Since 2004, the African American Women's Giving Circle has invested nearly $120,000 in nonprofits supporting African American women and girls. The circle includes 15-25 women who have each made a financial commitment of at least $2,000 over a two-year period and agreed to work together to determine which local nonprofits will receive grants.

Leadership Networks
The Women's Foundation has also created two Leadership Networks.

The Washington 100 combines the resources of more than 100 women and men who make a two-year commitment of $10,000 each. The result is more than $1 million of critical support to fuel programs that build strong communities through investments in women and girls.

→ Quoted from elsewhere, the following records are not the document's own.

PR #219, opened 2026-07-21
SSIfy

NambatCat:
### Implementation of SSI algorithm:
The file ssify.ml implements the algorithm for converting a program to SSI form. This algorithm is based off Chapter 13.2 in the book “SSA-based Compiler Design”, which describes a 3-step algorithm as follows:

**Step 1: Splitting**

- The split algorithm traverses the CFG of the procedure and inserts phi nodes (at join nodes), sigma nodes (at branch nodes) and parallel copies appropriately.

- In our implementation, instead of explicitly defining sigma nodes, we use phi nodes to represent sigma nodes – refer to section 13.2.5 - “Implementing σ-Functions” in “SSA-based Compiler Design”.

**Step 2: Renaming**

- The rename algorithm takes the new CFG produced by the split function and renames variables to maintain the single static assignment property – this ensures that each variable is only assigned to once.

**Step 3: Clean**

- The clean algorithm takes the previously transformed CFG from the rename function and removes any dead and unreachable code, ensuring all redundant code is removed in the final output

This algorithm can be used to convert a program not in SSI form to SSI form, and to reconstruct a program that was previously in SSI form but is no longer in this form. The code has been thoroughly tested using various tests (loops, multiple dependences, reconstruction) to ensure edge cases are accounted for. The tests within the file can be run using `dune runtest`. Additional tests located in `test2.s` and `passes.ml` can be run using `dune exec bincaml script lib/test2.s`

The 1K Club is a network of emerging philanthropists committed to strengthening the effectiveness of The Women's Foundation and its work. 1K Club members each contribute a minimum of $1,000 paid over a two-year period—or approximately $42 per month.

Leadership Luncheon
The Leadership Luncheon is The Women's Foundation's annual fundraising event. It is designed to bring together nonprofits that benefit from The Women's Foundation, donors, and others involved with The Foundation for an afternoon of raising money, networking, learning more about The Foundation, and celebrating those involved.

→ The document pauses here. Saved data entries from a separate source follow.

PR #223, opened 2026-07-27
Smt backend

mira-alford:
Part 1 of the smt backend, yay!

Adds a summary inlining transform which replaces all procedure summaries with asserts/assumes.

Uses this in the dump-smt command, which outputs an smt file that can currently verify basic IL programs (pure and only using primitive types). Support for fancy things like datatypes/matching are not done yet. Should be structured to check that all assertions/ensures are satisfied.

Also makes some changes to the existing smt infrastructure. Fixes some bugs with incorrect symbols for bitvector operations, and makes a mess getting ITEs working (there has to be a better way??).


lib/lang/expr_smt.ml
```diff
@@ -378,12 +383,15 @@ module SMTLib2 = struct
     let* body = in_body in
     return @@ list [ quant; list binds; body ]
 
-  let smt_alg (e : sexp t BasilExpr.abstract_expr) =
+  let smt_alg' (e : sexp t BasilExpr.abstract_expr)
```
mira-alford: naming is hard, is this fine?

mira-alford:
Oops, should have predicted that failure 💀
Will fix.

lib/lang/expr_smt.ml
```diff
@@ -437,6 +445,24 @@ module SMTLib2 = struct
...
+              {
+                op = `Cases;
+                args = [ BinaryExpr { op = `IfThen; arg1; arg2 }; _ ];
+              },
+            [ _; arg3 ] ) ->
+            let* arg1 = arg1 in
+            let* arg2 = arg2 in
+            let* arg3 = arg3 in
+            return @@ list [ atom "ite"; arg1; arg2; arg3 ]
+        (* TODO actual matches. *)
```
agle: This would be simplified by using a pre-pass to rewrite cases expressions to an if-then-else intrinsic or function application expression. Rewrites in contrast to folds don't have difficulty with expanding and contracting multiple levels of the expression as they are always fixed -> unfixed n times -> fixed. We already do something similar to drop associative operators; a rewrite to compile cases to ite trees would be beneficial https://github.com/agle/bincaml/pull/223/changes#diff-aa74e48cc805b9e7b59ea1dde5eb351023184a3a0a26be9bc1f80c84ec069130R484. 

https://github.com/agle/bincaml/blob/eb2cd644d56d6346642661a61fee45c61110b437/lib/lang/expr.ml#L524

mira-alford: This is a way better solution, thanks for the idea!

Would you be fine with me expanding the IfThen op so that it can be intrinsic and treated as chained, or prefer a new op entirely?

lib/backends/smt.ml
```diff
@@ -0,0 +1,179 @@
...
+open Bincaml_util.Common
+open Bincaml_util
+open Expr_smt
+open Expr
+
+(* SMT Backend.
+   This backend expects the CFA Reduction and Summary Inlining transforms.
+   Will output a .smt file containing all declarations and asserts necessary
+   for verification.
+*)
```
katrinafyi: Here and in other module-level and function comments, using `**` will turn them into doc comments.

lib/lang/algsimp.ml
```diff
@@ -312,6 +312,36 @@ let algebraic_simplifications
...
+  match e with
+  | ApplyIntrin
+      {
+        op = `Cases;
+        args =
+          [
+            ( ( ApplyIntrin { op = `IfThen; args = [ cond; br_true ] },
+                Types.Boolean )
+            | ( BinaryExpr { op = `IfThen; arg1 = cond; arg2 = br_true },
+                Types.Boolean ) );
```
katrinafyi: It's my understanding that when `IfThen` is used as a case guard, it only appears inside BinaryExpr. Is this right?

If it's not needed, the match on <code>ApplyIntrin { op = `IfThen; ... }</code> can be deleted.

lib/lang/algsimp.ml
```diff
@@ -312,6 +312,36 @@ let algebraic_simplifications
       replace [%here] arg
   | _ -> Keep
 
+let if_then_else
+    (e :
+      (BasilExpr.t BasilExpr.abstract_expr * Types.t) BasilExpr.abstract_expr) =
```
katrinafyi, line 318: Just a doc comment about what this does and how to use it :)

lib/lang/ops.ml
```diff
@@ -298,7 +298,8 @@ module Spec = struct
           and catch fire *) ]
   [@@deriving show { with_path = false }, eq, ord]
 
-  type intrin = [ `Cases  (** choose first argument that is defined *) ]
+  type intrin =
+    [ `Cases | `IfThen  (** choose first argument that is defined *) ]
```
katrinafyi: If it's not too much trouble, I'd prefer to make a separate `IfThenElse` intrin rather than overloading the `IfThen` to two different meanings based on its number of arguments. 

Also note that the old doc comment was on the `Cases` variant, but after adding `IfThen` it becomes attached to the `IfThen` variant which isn't right.

lib/transforms/cfa_reduction.ml
```diff
@@ -82,14 +84,40 @@ let construct_final_edge proc =
...
+          | Stmt.Instr_Assert { body; attrib } ->
+              `Left
+                (Stmt.Instr_Assert
+                   {
+                     body =
+                       BasilExpr.binexp ~op:`IMPLIES
+                         (BasilExpr.rvar termination_var)
+                         body;
+                     attrib;
+                   })
```
katrinafyi: I generally like to avoid "pyramidal" structures of code. Especially in match expressions, it can make it hard to see where the pattern ends and the expression begins.

This is one suggestion to make it more compact by using a local variable.

```suggestion
          | Stmt.Instr_Assert { body; attrib } ->
              let body =
                BasilExpr.(binexp ~op:`IMPLIES (rvar termination_var) body)
              in
              `Left (Stmt.Instr_Assert { body; attrib })
```

lib/transforms/summary_inlining.ml
```diff
@@ -0,0 +1,89 @@
...
+    else block
+  in
+
+  (* Add ensures to return block. *)
+  if match List.head_opt return_id with Some bid -> true | _ -> false then
+    Block.append_stmts block
+      (List.map
+         (fun e -> Stmt.Instr_Assert { attrib = StringMap.empty; body = e })
+         spec.ensures)
+  else block
```
katrinafyi: `if match` sounds kind of Rusty (`if let`). Unfortunately, it's a bit unconventional in Ocaml. A simple match statement could be easier to read. You have also added `Procedure.get_return_block` so could you use that instead?

I'm also suspicious of the logic, it doesn't seem to do what the comments say it should do. It looks like if there exists an entry block, the code will add requires to `block`, but `block` may or may not be the entry block. Same for the ensures.

Do you need to check if `return_id == bid`? Or is there an underlying assumption here?

lib/invariants.ml
```diff
@@ -13,11 +13,13 @@ type t =
...
   | NoPhis
+  | NoSummaries
   | Params
   | LambdaLift
   | MemoryEncoding
   | GtirbArm
   | ReducibleLoops
+  | Acyclic
       (** All loops are reducible. That is, there are no {i irreducible} loops.
       *)
```
katrinafyi, line 23: the doc comment should stay on `ReducibleLoops`, rather than `Acyclic`.

bin/main.ml
```diff
@@ -167,6 +167,26 @@ let repl ~verb ~echo_cmd =
...
+    | Ok (`Atom "live-smt" :: fnames as l) ->
+        let c = last fnames in
+        let l =
+          List.take (List.length l - opt_len c) l
+          |> List.to_string ~sep:" " CCSexp.to_string
+        in
+        (match c with Some n -> Iter.singleton n | None -> Iter.empty)
+        |> Iter.flat_map complete_filename
+        |> Iter.map (fun s -> l ^ " " ^ s)
+        |> Iter.iter (LNoise.add_completion completions)
```
katrinafyi: As best as I can tell, these two match arms are identical and could be combined using `|`.

katrinafyi (commented):
Pretty cool!

lib/transforms/summary_inlining.ml
mira-alford: Very true on that second point! I accidentally put bid in the pattern thinking it would match where they are equal instead of shadowing lol. It was causing some problems as you can imagine.

lib/lang/ops.ml
mira-alford: Good idea

lib/backends/smt.ml
```diff
@@ -0,0 +1,257 @@
...
+       ~eq:(fun v1 v2 -> String.equal (Var.name v1) (Var.name v2))
+  |> Iter.map VarSet.of_list
+  (* Only keep lists of length > 1: *)
+  |> Iter.filter (VarSet.cardinal %> ( <= ) 2)
+
+(* Map rvars to sexps, necessary to handle ambiguities and
+   function calls which are sensitive to context in program. *)
+let rvar_map (program : Program.t) =
+  ambiguities program
+  (* Map all ambiguous variables to as expressions. *)
```
agle, line 41: I may be misunderstanding but is this to deal with locals that share names with different types in different procedures? If so could you explain briefly in a comment please.

Is it dealing with local variables across different procedures? IMO it would be safer to always mangle local variables with the procedure name, coincident names that are not defined locally in different procedures would constitute an malformed program (I believe there is a check for this but I may be wrong). Sharing definitions of local variables with the same name across different procedures seems to risk funny semantics- creating invalid constraints between locals of different procedures.

For verifying a single procedure at a time, I think you could define locals after the `(push)` and they will be discarded after the `(pop)`; but without mangling this could still restrict how easy it is to share subgoals between different procedure checks (it _requires_ you pop before analysing another procedure).

Kait suggested it might be to do with inlining definitinos of types where variables are only annotated with their name; in that case it doesn't seem safe to include all local variables in the one map; they might just have different types in different procedrues?

lib/backends/smt.ml
```diff
@@ -0,0 +1,257 @@
...
+
+  CCVector.push builders (builder, ctx);
+
+  (* Translate each statement to smt. *)
+  Procedure.iter_stmt_topo_fwd procedure
+  |> flip Iter.for_each (fun stmt ->
+      let builder = SMTLib2.empty in
+      let ctx = { ctx with stmt = Some stmt; vc = false } in
+      match stmt with
+      | Stmt.Instr_Assert { body } ->
```
agle: This is a procedure post-CFA reduction right? So you basically have one block containing a list of assumes/assigns and ending in an assert? So assert is basically the final reachability condition? It would be neater to represent the verification condition in a custom datastructure; basically a hoare triple implication P { Program } Q. Where P is precond, { Program} is the passified set of assumes and assignments and Q is the safe reachability condition for `return`. Aaron's CHC backend is similar to this, forced by the structure of CHCs.

lib/transforms/cfa_reduction.ml
```diff
@@ -82,34 +84,57 @@ let construct_final_edge proc =
...
+    let proc, id = Procedure.fresh_block proc ~stmts:[] () in
+    let proc =
+      Procedure.modify_block proc id (fun b -> { b with stmts = final_edge })
+    in
+
+    (* Make this the entry and return block. *)
+    let proc = Procedure.set_entry_block proc id in
+    Procedure.PG.map_graph
+      (fun g ->
+        Procedure.G.add_edge g (Procedure.Vert.End id) Procedure.Vert.Return)
```
agle, line 139: I think an intermediate type would be simpler, rather than proc with flattened graph e.g. `{reduced_proc: Stmt.t list, reach_end_pred: Expr.t list;}`), the caller can combine with the procedure `id` or copy of the procedure if needed.

lib/transforms/cfa_reduction.ml
```diff
@@ -82,34 +84,57 @@ let construct_final_edge proc =
...
+      let assert_stmts, non_guard_stmts =
+        non_guard_stmts
+        |> List.partition_filter_map (function
+          | Stmt.Instr_Assert { body; attrib } ->
+              let body =
+                BasilExpr.(binexp ~op:`IMPLIES (rvar termination_var) body)
+              in
+              `Left (Stmt.Instr_Assert { body; attrib })
+          | other -> `Right other)
+      in
```
agle, line 99: lgtm

lib/backends/smt.ml
```diff
@@ -0,0 +1,257 @@
...
+              let typ = fst @@ SMTLib2.of_typ (Var.typ v) in
+              (CCSexp.(list [ atom "as"; var; typ ]), s)
+            in
+            (v, sexp))
+  |> VarMap.of_iter
+
+(* Produce a list of builders for a procedure, with context.
+   Builder for local declarations + one for each statement.
+   Assertions produce a second builder for verification. *)
+let build_procedure ~rvars (program : Program.t) (procedure : Program.proc) :
```
agle, line 57: This could maybe be more efficient by passing a iter callback function (`(builder * ctx) -> unit`) which you call instead of `CCVector.push`. This means you could construct an `Iter.t` from this function to pass each intermediate check to the solver.

lib/lang/expr_smt.ml
```diff
@@ -357,6 +381,12 @@ module SMTLib2 = struct
     | `MapAccess -> atom "select"
     | `MapUpdate -> atom "store"
     | `IMPLIES -> atom "=>"
+    | `INTADD -> atom "+"
+    | `INTMUL -> atom "*"
+    | `INTSUB -> atom "-"
+    | `INTDIV -> atom "/"
```
ncough, line 387: Probably should be `div`, `/` is for reals.

lib/transforms/cfa_reduction.ml
```diff
@@ -82,34 +84,57 @@ let construct_final_edge proc =
...
+          4. any assertions from the block *)
       CCVector.push final_edge ites;
       CCVector.append_list final_edge non_guard_stmts;
       CCVector.push final_edge termination;
+
+      (* Asserts are moved to the end.
+         They should be order invariant thanks to SSA,
+         however the added dependence on the termination
+         condition requires them after it's declared. *)
+      CCVector.append_list final_edge assert_stmts;
```
ncough, line 114: I am just glancing through, so maybe completely wrong. Is it safe here to reorder asserts and assumes? Or are assumes fixed to entry?

lib/transforms/type_check.ml
```diff
@@ -196,6 +196,17 @@ let type_check stmt_id block_id expr =
...
+    | `IfThenElse -> (
+        match args with
+        | [ Types.Boolean; arg1; arg2 ] ->
+            if Types.equal arg1 arg2 then []
+            else
+              [
+                type_err "non-equal ite branches : %s %s" (Types.to_string arg1)
+                  (Types.to_string arg2);
+              ]
+        | [ Types.Boolean; arg1 ] -> []
```
ncough, line 208: I'm probably missing something, but this case doesn't make a lot of sense to me. What does the single argument case return if the condition is false?

lib/lang/ops.ml
```diff
@@ -298,7 +298,8 @@ module Spec = struct
           and catch fire *) ]
   [@@deriving show { with_path = false }, eq, ord]
 
-  type intrin = [ `Cases  (** choose first argument that is defined *) ]
+  type intrin =
+    [ `Cases | `IfThenElse  (** choose first argument that is defined *) ]
```
ncough, line 302: Is the comment on the wrong variant?

lib/transforms/remove_loops.ml
```diff
@@ -0,0 +1,117 @@
...
+  let header_block = Procedure.get_block proc header |> Option.get in
+
+  let dest = ProcIntra.BlockGraph.E.dst in
+  let src = ProcIntra.BlockGraph.E.src in
+
+  (* Treat any assertions in the header as invariants. *)
+  let invariants =
+    Block.fold_forwards ~phi:const
+      ~f:(fun acc stmt ->
+        match stmt with Stmt.Instr_Assert { body } -> body :: acc | _ -> acc)
```
ncough, line 31: Will this include asserts after a statement? Not sure that's right.

lib/transforms/remove_loops.ml
```diff
@@ -0,0 +1,117 @@
...
+      [] header_block
+  in
+
+  (* Add havoc statements. *)
+  let havocs =
+    Block.free_vars header_block
```
ncough, line 37: Is this the variables mentioned in the block, or the live variables across it? Should be the latter. I guess SSA should guarantee these are the same, but does this pass assume SSA?

lib/transforms/remove_loops.ml
```diff
@@ -0,0 +1,117 @@
...
+
+  (* Assume the invariant after havocing. *)
+  let assumes =
+    invariants
+    |> List.map (fun inv ->
+        Stmt.Instr_Assume { body = inv; attrib = Attrib.empty; branch = false })
+  in
+
+  (* Update header with new statements. *)
+  let header_block = Block.append_stmts header_block (havocs @ assumes) in
```
ncough, line 57: This places havoc and assume after loop header statements? I'd assume they go just after the asserts.

ncough (commented):
I'm not quite done reading through yet, but in the interest of not holding anything up, here are some things I have found. I think most are me just not knowing bincaml :)

agle (commented):
Nick's already looked at the loop stuff so I'll just comment on this part

lib/transforms/remove_loops.ml
```diff
@@ -0,0 +1,117 @@
...
+  let proc = Procedure.update_block proc header header_block in
+
+  (* Add invariants to a backedge, subbing phi node vars. *)
+  let add_invariants =
+    let phis =
```
ncough, line 62: Again, probably confused, but I would have thought you'd want to substitute phis based on what this edge is going to do. Here it seems to be substituting for header self loops?

lib/transforms/remove_loops.ml
```diff
@@ -0,0 +1,117 @@
...
+  let loops =
+    block_infos
+    |> List.filter (fun block ->
+        match ProcIntra.classify_block block with
+        | `ReducibleHeader -> true
+        | _ -> false)
+  in
+  List.fold_left (transform_loop prog) proc loops
+
+let transform (prog : Program.t) =
```
ncough, line 116: Just wanted to comment that I find this implementation quite clean and elegant. Doing something rather intricate in ~100 lines.

lib/transforms/remove_loops.ml
```diff
@@ -0,0 +1,117 @@
...
+  The only difference is that we put asserts at top of loop header block
+  instead of at the ends of non-entry blocks. *)
+
+let transform_loop (prog : Program.t) (proc : Program.proc)
+    (loop : ProcIntra.block_info) =
+  let header, next_h, headers, nodes, entries, backedges =
+    match loop with
+    | { block; loop = PrimaryHeader { primary_header; headers; nodes } } ->
+        let entries = ProcIntra.compute_entries proc loop in
+        let backedges = ProcIntra.compute_backedges proc loop in
```
ncough, line 18: Is there any issue with calling these after altering `proc`? Maybe given a nested loop or something?

lib/transforms/summary_inlining.ml
```diff
@@ -0,0 +1,91 @@
...
+          (List.map
+             (fun e ->
+               Stmt.Instr_Assume
+                 { attrib = StringMap.empty; body = e; branch = false })
+             spec.requires)
+    | _ -> block
+  in
+
+  (* Add ensures to return block. *)
+  match List.head_opt return_id with
```
ncough, line 75: Is there an invariant ensuring at most one of these?

lib/transforms/summary_inlining.ml
```diff
@@ -0,0 +1,91 @@
...
+                  Stmt.Instr_Assert
+                    { attrib = StringMap.empty; body = subst_expr args e })
+            in
+            let ensures =
+              spec.ensures
+              |> List.map (fun e ->
+                  Stmt.Instr_Assume
+                    {
+                      attrib = StringMap.empty;
+                      body = subst_var lhs @@ subst_expr args e;
```
ncough, line 48: A staged subst like this has caught me before. Can you have something like: `callee(x): y ensures y = x + 1`, invoked as `z := callee(y)`? Ends up with `assume (z = z + 1)`.

lib/backends/smt.ml
mira-alford: It is dealing with variables across procedures as all declarations need to happen globally (cannot be inside a push/pop scope). It is quite an annoying limitation but the smtlib spec suggests (when generating smt code) to just disambiguate types using as expressions and so long as all asserts are inside scopes (this is the case) procedures should never interfere. I am a fan of the renaming idea if you think that would be better though, I'm not the biggest fan of this approach.

lib/backends/smt.ml
mira-alford: Is this comment about performance or nicer code? I think I agree from our conversation the other day that it is better regardless and am implementing it but i just remembered that it still requires the entire list before it can verify individual blocks (this could be worked around with some effort, I'm contemplating it 😄 ).

lib/transforms/remove_loops.ml
mira-alford: Thanks!

lib/transforms/remove_loops.ml
mira-alford: It does assume SSA... except that is not listed in the passes 👀

lib/backends/smt.ml
agle: If the constraints themselves are scoped then there's no problem. Its not obvious whether mangling variables is going to be more or less convoluted, so up to you if you want to implement it that way.

lib/backends/smt.ml
mira-alford: Very big changes to how the smt backend file is structured, but they have cleaned it up a *lot* and I am pleased with the result. It is a little broken for now though, need to be able to easily order declarations by dependency. lmk what you think.

lib/transforms/type_check.ml
mira-alford: Very true, i think this was copied erroneously from the old if then.

lib/transforms/remove_loops.ml
mira-alford: It shouldn't have any other statements, except optionally SSA variable declarations which we would want before the asserts anyway.

lib/transforms/cfa_reduction.ml
mira-alford: It assumes they are all guards at the entry, added a comment explaining this. Dealing with mixed in assumes was very difficult, trying to remember why but I'll think about it.

lib/transforms/remove_loops.ml
mira-alford: Oops, fixed.

lib/transforms/remove_loops.ml
mira-alford: Each loop header should be unique and it only modifies the header + edges back to that header, so I'm fairly sure it should be fine? none of that will modify other IDs.

lib/transforms/summary_inlining.ml
mira-alford: Fixed.

lib/transforms/summary_inlining.ml
mira-alford: Ah wonderful...

mira-alford: Fixed!

lib/transforms/cfa_reduction.ml
mira-alford: The only thing returned is a stmt list so it is unclear why we would need to wrap that in a struct? Can just call construct_final_edge if you want the statement list directly (admittedly as a vector).

lib/transforms/cfa_reduction.ml
mira-alford: This is a problem, for now we just assume there are only guards. I don't think it should be solved in this PR, but instead would be solved by adding an SSI transform.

== Focus areas and partnerships ==
Washington Area Women's Foundation distributes funds primarily through grants for which local organizations apply. The Women's Foundation also provides visibility and technical assistance to local nonprofits referred to as Grantee Partners.

Since 1998, The Women's Foundation has assisted more than 100 Grantee Partners who aid women and girls in the DC metro area. The Grantee Partners deal with a wide range of issues including: homelessness, healthcare, child care, immigration, poverty, rape, women's rights, human trafficking, reproductive rights, home ownership, domestic violence, and job training.

In 2005, The Women's Foundation launched Stepping Stones, a multi-year, regional initiative with the goal of building long-term financial independence and economic security of low-income women and women-headed families. It's a data-driven strategy focused on single mothers earning between $15,000 - $35,000 per year. From July 2008 to June 2009, despite being in the middle of an economic downturn, Grantee Partners that received money from Stepping Stones helped nearly 1,000 women increase their assets by $2.2 million, helped 66 women become homeowners, and helped over 70 women increase their income by more than $600,000 due to job placements.

The Leadership Awards is an annual program that invests in the work of outstanding, emerging community-based organizations that serve the critical needs of women and girls. It provides an opportunity for members of The Women's Foundation community to volunteer in the selection of awardees through “citizen philanthropy.” Each year, 40-60 volunteers evaluate organizations that apply for the leadership awards through interviews and site visits. The volunteers then choose 10 nonprofits to receive Leadership Awards. An online vote opens up the process to the rest of the community, allowing anyone to cast a vote for the organization of their choice to get an additional monetary award.

The Be That Woman movement stemmed from a video that was created for Washington Area Women's Foundation by RP3 Agency. Debuting at the 2009 Leadership Luncheon on October 20, 2009, the video is an animated short that tells the story of a woman who receives assistance in a time of need and is then inspired to help others. Luncheon attendees were encouraged to forward a link to the video to others.

== Research ==
Washington Area Women's Foundation also funds research and reports. In 2003, The Women's Foundation published A Portrait of Women & Girls in the Washington Metropolitan Area (The Portrait Project)—the first and only comprehensive look at the status of women and girls in the region.
This groundbreaking study's principal conclusion was that low-income, women-headed families – single mothers and their children – are, by far, the most economically vulnerable population in our region.

The Portrait Project was the result of a two-year process during which The Women's Foundation collaborated with a wide cross-section of community-based organizations, foundations, research institutions and individuals, for nonprofits, policymakers and philanthropists to better inform their programming and grantmaking.